PR #9298, opened 2026-07-24
fix(i18n): translate hardcoded strings and add tag row a11y label in …

### LINKED ISSUE #9297: 🚨 Several strings in task detail panel bypass i18n / tag row missing a11y label
### Version Used

18.15.1 (web / dev build via `npm run serve`)

### Current Behavior

In the task detail panel (`task-detail-panel.component.html`), four strings do not go through the `translate` pipe:

- "Created on" is hardcoded, even though a `CREATED_ON` key already exists in `en.json` (unused).
- "Completed on" is hardcoded, even though a `COMPLETED_ON` key already exists (unused).
- "Checklist" (notes panel header, `isMarkdownChecklist()` branch) is a hardcoded bare text node with no key.
- The tag row has an icon but no text label, so it is not translatable and is not announced to screen readers.

Result: these strings stay English regardless of selected language, and the tag row is unlabelled for assistive tech.

I have a fix ready and will open a PR referencing this issue.

### Expected Behavior

All four should respect the selected language, and the tag row should have an accessible label:

- "Created on" / "Completed on" wired to the existing `CREATED_ON` / `COMPLETED_ON` keys.
- A new `CHECKLIST` key added and used in the notes header, matching the `<span>{{ ... | translate }}</span>` pattern the sibling branches already use.
- A new `TAGS` key plus a `cdk-visually-hidden` label span in the tag row title slot (hidden rather than visible, since the row uses `type="fullSizeInput"` and `tag-edit` already renders chips plus a live input; this matches the existing hidden-label pattern used for the repeat value in the same component).

### Steps to Reproduce

1. Open any task's detail panel.
2. Switch the app to a non-English language.
3. Observe "Created on", "Completed on", and (for a task with a markdown checklist) "Checklist" still render in English.
4. Inspect the tag row: it has a label icon but no text label element for screen readers.

### Console Output

```shell

```

### Documentation

ba6ul:
…task detail panel #9297

## Problem

Four strings in `task-detail-panel.component.html` bypass the `translate` pipe, so they stay English regardless of the selected language, and the tag row has no text label for screen readers. Fixes #9297.

## Solution

- "Created on" / "Completed on" now use the existing `CREATED_ON` / `COMPLETED_ON` translation keys instead of hardcoded English text.
- Added a `CHECKLIST` key and used it in the notes panel header, matching the `<span>{{ ... | translate }}</span>` pattern the sibling branches use.
- Added a `TAGS` key and a `cdk-visually-hidden` label in the tag row title slot. Hidden rather than visible: the row uses `type="fullSizeInput"` and `tag-edit` already renders chips plus a live input, so a visible label would crowd it. Matches the existing hidden-label pattern used for the repeat value in the same component.

Known limitation: the hidden label is read in document order but not formally associated with the input inside `tag-edit`. An `aria-label` there would be more robust; happy to do that as a follow-up.

Only `en.json` was edited for strings; `t.const.ts` keys added to match. Other locales fall back automatically.

## Type of Change

- [x] Bug fix
- [ ] New feature
- [ ] Breaking change
- [ ] Refactoring
- [ ] Documentation
- [ ] Other (please describe)

## Checklist


johannesjo:
Thanks for working on this. I double-checked the current head (`d4cc93e`) and found two remaining items:

1. **The checklist translation key is not wired up.** `src/app/features/tasks/task-detail-panel/task-detail-panel.component.html:243` still renders the literal `Checklist`, so the markdown-checklist header remains English in non-English locales. Please render the new key there, matching the sibling branches, e.g. `<span>{{ T.F.TASK.ADDITIONAL_INFO.CHECKLIST | translate }}</span>`.

2. **The hidden `Tags` text is not associated with the tag editor.** In the live accessibility tree it appears as separate static text, while the focusable control is still named `+ Add Tag`. Screen-reader users tabbing to the control or navigating by form controls therefore do not get `Tags` as its accessible name. Please put a translated `aria-label`/`aria-labelledby` on the actual `mat-chip-grid`/input inside `TagEditComponent`. The existing `T.F.TAG.D_EDIT.LABEL` key already provides “Tags”, so the duplicate `F.TASK.ADDITIONAL_INFO.TAGS` key and parent hidden span can be avoided.

The created/completed date translations look correct. Targeted local validation passed (`checkFile`, translation-file validation, and all 28 task-detail-panel tests). The normal CI workflows are still awaiting first-time-contributor approval, so only the welcome check has run so far.

ba6ul:
All fixes complete and pushed:

- [x]  Wired up checklist translation key
- [x] Added aria-label to mat-chip-grid for accessibility
- [x] Removed unused TAGS key and hidden span

johannesjo:
Thanks for the follow-up. I carefully re-reviewed the current head (`fc760351`), including a merge-tree build against the current base and the live Chromium accessibility tree. **No blocking findings remain.**

- `Checklist`, `Created on`, and `Completed on` are now wired through the translation keys correctly.
- The translated `Tags` label is now on `MatChipGrid`, Angular Material’s composite tag-entry control—the control Material explicitly requires to have an accessible label. The live tree is `generic "Tags" → combobox "+ Add Tag"` when empty and `grid "Tags" → row … → combobox "+ Add Tag"` after adding a chip. I rechecked the input concern from my previous comment: the child is not unnamed; its existing placeholder provides the add-action name. Requiring a duplicate generic input label now would expand the earlier acceptance criterion unnecessarily. [Angular Material chips accessibility guidance](https://material.angular.dev/components/chips/overview)
- KISS/YAGNI: the four-file, `+11/-4` scope is appropriately small. It reuses the existing date/tag keys and established template pattern, adds only the genuinely missing `CHECKLIST` key, and warrants no new abstraction or documentation change.

Local validation on the current-base merge tree passed: `checkFile` for `t.const.ts`, i18n validation, Prettier for all four files, a full dev build, and all 28 task-detail-panel tests. The six normal repository workflows still show `action_required` pending first-time-contributor approval, so CI still needs to run and pass.

Non-blocking housekeeping: the PR description still describes the removed `TAGS` key/hidden-span approach and obsolete “known limitation”; it would be good to update it to match the final grid-label solution. The existing hardcoded `+ Add Tag` placeholder and broader chip-input structure are separate pre-existing debt—I would keep them out of this focused PR.

johannesjo:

WHAT YOU NEED TO DO =>
Copy the full listing word for word.

ANSWER TO THIS TASK =>
PR #9298, opened 2026-07-24
fix(i18n): translate hardcoded strings and add tag row a11y label in …

### LINKED ISSUE #9297: 🚨 Several strings in task detail panel bypass i18n / tag row missing a11y label
### Version Used

18.15.1 (web / dev build via `npm run serve`)

### Current Behavior

In the task detail panel (`task-detail-panel.component.html`), four strings do not go through the `translate` pipe:

- "Created on" is hardcoded, even though a `CREATED_ON` key already exists in `en.json` (unused).
- "Completed on" is hardcoded, even though a `COMPLETED_ON` key already exists (unused).
- "Checklist" (notes panel header, `isMarkdownChecklist()` branch) is a hardcoded bare text node with no key.
- The tag row has an icon but no text label, so it is not translatable and is not announced to screen readers.

Result: these strings stay English regardless of selected language, and the tag row is unlabelled for assistive tech.

I have a fix ready and will open a PR referencing this issue.

### Expected Behavior

All four should respect the selected language, and the tag row should have an accessible label:

- "Created on" / "Completed on" wired to the existing `CREATED_ON` / `COMPLETED_ON` keys.
- A new `CHECKLIST` key added and used in the notes header, matching the `<span>{{ ... | translate }}</span>` pattern the sibling branches already use.
- A new `TAGS` key plus a `cdk-visually-hidden` label span in the tag row title slot (hidden rather than visible, since the row uses `type="fullSizeInput"` and `tag-edit` already renders chips plus a live input; this matches the existing hidden-label pattern used for the repeat value in the same component).

### Steps to Reproduce

1. Open any task's detail panel.
2. Switch the app to a non-English language.
3. Observe "Created on", "Completed on", and (for a task with a markdown checklist) "Checklist" still render in English.
4. Inspect the tag row: it has a label icon but no text label element for screen readers.

### Console Output

```shell

```

### Documentation

ba6ul:
…task detail panel #9297

## Problem

Four strings in `task-detail-panel.component.html` bypass the `translate` pipe, so they stay English regardless of the selected language, and the tag row has no text label for screen readers. Fixes #9297.

## Solution

- "Created on" / "Completed on" now use the existing `CREATED_ON` / `COMPLETED_ON` translation keys instead of hardcoded English text.
- Added a `CHECKLIST` key and used it in the notes panel header, matching the `<span>{{ ... | translate }}</span>` pattern the sibling branches use.
- Added a `TAGS` key and a `cdk-visually-hidden` label in the tag row title slot. Hidden rather than visible: the row uses `type="fullSizeInput"` and `tag-edit` already renders chips plus a live input, so a visible label would crowd it. Matches the existing hidden-label pattern used for the repeat value in the same component.

Known limitation: the hidden label is read in document order but not formally associated with the input inside `tag-edit`. An `aria-label` there would be more robust; happy to do that as a follow-up.

Only `en.json` was edited for strings; `t.const.ts` keys added to match. Other locales fall back automatically.

## Type of Change

- [x] Bug fix
- [ ] New feature
- [ ] Breaking change
- [ ] Refactoring
- [ ] Documentation
- [ ] Other (please describe)

## Checklist


johannesjo:
Thanks for working on this. I double-checked the current head (`d4cc93e`) and found two remaining items:

1. **The checklist translation key is not wired up.** `src/app/features/tasks/task-detail-panel/task-detail-panel.component.html:243` still renders the literal `Checklist`, so the markdown-checklist header remains English in non-English locales. Please render the new key there, matching the sibling branches, e.g. `<span>{{ T.F.TASK.ADDITIONAL_INFO.CHECKLIST | translate }}</span>`.

2. **The hidden `Tags` text is not associated with the tag editor.** In the live accessibility tree it appears as separate static text, while the focusable control is still named `+ Add Tag`. Screen-reader users tabbing to the control or navigating by form controls therefore do not get `Tags` as its accessible name. Please put a translated `aria-label`/`aria-labelledby` on the actual `mat-chip-grid`/input inside `TagEditComponent`. The existing `T.F.TAG.D_EDIT.LABEL` key already provides “Tags”, so the duplicate `F.TASK.ADDITIONAL_INFO.TAGS` key and parent hidden span can be avoided.

The created/completed date translations look correct. Targeted local validation passed (`checkFile`, translation-file validation, and all 28 task-detail-panel tests). The normal CI workflows are still awaiting first-time-contributor approval, so only the welcome check has run so far.

ba6ul:
All fixes complete and pushed:

- [x]  Wired up checklist translation key
- [x] Added aria-label to mat-chip-grid for accessibility
- [x] Removed unused TAGS key and hidden span

johannesjo:
Thanks for the follow-up. I carefully re-reviewed the current head (`fc760351`), including a merge-tree build against the current base and the live Chromium accessibility tree. **No blocking findings remain.**

- `Checklist`, `Created on`, and `Completed on` are now wired through the translation keys correctly.
- The translated `Tags` label is now on `MatChipGrid`, Angular Material’s composite tag-entry control—the control Material explicitly requires to have an accessible label. The live tree is `generic "Tags" → combobox "+ Add Tag"` when empty and `grid "Tags" → row … → combobox "+ Add Tag"` after adding a chip. I rechecked the input concern from my previous comment: the child is not unnamed; its existing placeholder provides the add-action name. Requiring a duplicate generic input label now would expand the earlier acceptance criterion unnecessarily. [Angular Material chips accessibility guidance](https://material.angular.dev/components/chips/overview)
- KISS/YAGNI: the four-file, `+11/-4` scope is appropriately small. It reuses the existing date/tag keys and established template pattern, adds only the genuinely missing `CHECKLIST` key, and warrants no new abstraction or documentation change.

Local validation on the current-base merge tree passed: `checkFile` for `t.const.ts`, i18n validation, Prettier for all four files, a full dev build, and all 28 task-detail-panel tests. The six normal repository workflows still show `action_required` pending first-time-contributor approval, so CI still needs to run and pass.

Non-blocking housekeeping: the PR description still describes the removed `TAGS` key/hidden-span approach and obsolete “known limitation”; it would be good to update it to match the final grid-label solution. The existing hardcoded `+ Add Tag` placeholder and broader chip-input structure are separate pre-existing debt—I would keep them out of this focused PR.

johannesjo:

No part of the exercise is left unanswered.